I guess it all comes down to the many variables, layout, size, etc. It also depends on your use of the space. I work there 3 days/week and also do wood working, other fix it projects, and occasionally watch football games. During none of these activities am I ever cold/uncomfortable. In fact, if I didn't work, watch football, I wouldn't need the stove, moving around is enough to keep me warm.


----------



## semipro (Jan 8, 2016)

mass_burner said:


> I guess it all comes down to the many variables, layout, size, etc. It also depends on your use of the space


Not really.
With a heat source in the basement your basement temps won't change much if you insulate the walls as long as that heat can move upstairs.
Simply put; if you insulate your basement walls you'll either use less fuel to maintain current temps throughout the house or temps in the house will increase.
I'm assuming here that heat produced in the basement has a way to move to upper levels.  If its trapped in the basement then basement temps will most certainly go up.


----------



## gzecc (Jan 8, 2016)

Don't forget to install 1/2" sheet rock above the top plate of the framed wall prior to installing the wall. This is fire blocking. Easy to do prior to the all construction.


----------



## mass_burner (Jan 8, 2016)

semipro said:


> Not really.
> With a heat source in the basement your basement temps won't change much if you insulate the walls as long as that heat can move upstairs.
> Simply put; if you insulate your basement walls you'll either use less fuel to maintain current temps throughout the house or temps in the house will increase.
> I'm assuming here that heat produced in the basement has a way to move to upper levels.  If its trapped in the basement then basement temps will most certainly go up.

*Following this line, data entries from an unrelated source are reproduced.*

PR #891, opened 2018-05-18
new authenticated base class for API controllers.

snatchev:

Context
---
fastlane.ci is developing an Angular SPA for it's UI. The app will talk to the backend via JSON APIs and will use JWT for it's authentication.

Why a new API Controller base class vs `ControllerBase` ?

API requests are very different from regular browser based requests. The `ControllerBase` assumes we are serving to regular browser traffic. For APIs we want:
* no flash
* no templates and views
* no session
* JSON requests and responses by default

For these reasons, it makes sense to just create a new base class from `Sinatra::Base` than to try to make `ControllerBase` more generic.

Why not check authentication in a Rack middleware?

Using a Rack middleware makes selective authentication on endpoints tricky. We want security by default for a given controller, but we also want to allow controllers that have some endpoints secure and some public. It feels brittle to couple the authentication to specific routes or route patterns. We also want to make sure it's easy for developers to do the right thing. For example, if a developer changes a route for an endpoint, they shouldn't have to remember to update an authentication route list in another file.

Check the specs for some example usage.

Remaining tasks
- [x] add specs for user authentication methods `current_user` and `user_id`

### DIFF
--- a/app/features-json/api_controller.rb
+++ b/app/features-json/api_controller.rb
@@ -1,0 +1,125 @@
+require "sinatra/base"
+require "sinatra/reloader"
+require "jwt"
+
+require_relative "../services/services"
+require_relative "json_params"
+
+module FastlaneCI
+  ##
+  # APIController is designed for state-less API requests servicing the Angular front-end
+  #
+  # Requests are expected to be application/json.
+  # The `params` method can be used to access the JSON body as if it were a hash
+  #
+  # Authentication is enabled by default. It can be disabled for the entire controller,
+  # and individual endpoints can be give an authentication conditions.
+  #
+  # Usage
+  # ===
+  # Subclass the APIController for any controller that you expect JSON requests and responses.
+  #
+  # Settings
+  # ===
+  #
+  # The following settings are provided to subclasses of APIController:
+  #
+  # * `authentiation`- boolean value that makes every request check authentication in a before filter.
+  #    Disable with: `disable :authentication`. Enabled by default.
+  # * `authenticate_via` - which authentication scheme to use. `:jwt` by default.
+  # * `jwt_secret` - The key to use in decoding JWT tokens.
+  #
+  # Per-route Authentication
+  # ===
+  # If you disable authentication for the whole controller, you can enable it on a per-route basis using
+  # a route condition like this:
+  #
+  #   get '/private', authenticate: :jwt do
+  #     json({message: 'secret'})
+  #   end
+  #
+  # User authentication
+  # ===
+  # This controller also provides a few helper methods that return information about the current user
+  # * `user_id` - the user id encoded in the jwt.
+  # * `current_user` - the user model fetched from the data service, or nil if it cannot be found.
+  # * `user_logged_in?` - boolean whether the user is found.
+  #
+  class APIController < Sinatra::Base
+    include JSONParams
+    include Logging
+
+    configure(:development) do
+      register Sinatra::Reloader
+    end
+
+    # to disabled authentication for the entire controller use:
+    # disable(:authentication)
+    set(:authentication, true)
+
+    # the default authentication scheme. We only support `:jwt` at this time.
+    set(:authenticate_via, :jwt)
+
+    # the condition can be added to any route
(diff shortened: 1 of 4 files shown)


app/features-json/api_controller.rb
```diff
@@ -0,0 +1,124 @@
...
+    set(:authenticate) do |auth_type|
+      condition { authenticate!(via: auth_type) }
+    end
+
+    # the JWT secret uses the fastlane encryption key
+    set(:jwt_secret, FastlaneCI.dot_keys.encryption_key)
+
+    before do
+      next unless settings.authentication?
+      authenticate!(via: settings.authenticate_via)
```
nakhbari: in case we add more logic here would it make sense to do authenticate!(..) if settings.authentication

app/features-json/api_controller.rb
```diff
@@ -0,0 +1,124 @@
...
+    end
+
+    helpers do
+      # Decode the JWT or halt.
+      def jwt
+        authorization = request.env["HTTP_AUTHORIZATION"]
```
nakhbari: is request made available through Sinatra:Reloader?

nakhbari:
Oh my lord this is beautiful 🥇

app/features-json/api_controller.rb
snatchev: Nah, Reloader is just a development hot-reloader so you dont need to restart the server.

The request comes in thru Rack. I am not entirely sure how it get exposed tho. I tried reading the sinatra source and it wasn't super clear.

app/features-json/api_controller.rb
```diff
@@ -0,0 +1,127 @@
...
+  # Usage
+  # ===
+  # Subclass the APIController for any controller that you expect JSON requests and responses.
+  #
+  # Settings
+  # ===
+  #
+  # The following settings are provided to subclasses of APIController:
+  #
+  # * `authentiation`- boolean value that makes every request check authentication in a before filter.
```
KrauseFx: `authentiation` spelling mistake

app/features-json/api_controller.rb
```diff
@@ -0,0 +1,127 @@
...
+  # * `authenticate_via` - which authentication scheme to use. `:jwt` by default.
+  # * `jwt_secret` - The key to use in decoding JWT tokens.
+  #
+  # Per-route Authentication
+  # ===
+  # If you disable authentication for the whole controller, you can enable it on a per-route basis using
+  # a route condition like this:
+  #
+  #   get '/private', authenticate: :jwt do
+  #     json({message: 'secret'})
```
KrauseFx: This sample wouldn't pass `rubocop`

app/features-json/api_controller.rb
```diff
@@ -0,0 +1,127 @@
+require "sinatra/base"
+require "sinatra/reloader"
+require "jwt"
+
+require_relative "../services/services"
+require_relative "json_params"
+
+module FastlaneCI
+  ##
+  # APIController is designed for state-less API requests servicing the Angular front-end
```
KrauseFx: I love those comments, great work!

app/features-json/api_controller.rb
```diff
@@ -0,0 +1,127 @@
...
+    helpers do
+      # Decode the JWT or halt.
+      def jwt
+        authorization = request.env["HTTP_AUTHORIZATION"]
+        bearer_token = authorization && authorization.slice(7..-1) # strip off the `Bearer `
+
+        payload, _header = JWT.decode(
+          bearer_token,
+          settings.jwt_secret,
+          true, # Validate Issuer?
```
KrauseFx: What does the comment mean?

snatchev: The comment was meant to indicate that the `true` parameter will make the `decode` method validate the issuer.

app/features-json/api_controller.rb
snatchev: Good catch.

app/features-json/api_controller.rb
KrauseFx: Ah got it, I thought it's a question, ha :)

My basement stairs are outside the inner basement envelope. There are 2 sliding aluminum clad 2" doors, one on each side of the two car garage. I think these doors have foam inside cause they are pretty light for their size. 

No other way for heat to escape freely  upstairs.


----------



## mass_burner (Jan 9, 2016)

So, is it worth insulating if you're not trying to heat upstairs?


----------



## semipro (Jan 9, 2016)

mass_burner said:


> So, is it worth insulating if you're not trying to heat upstairs?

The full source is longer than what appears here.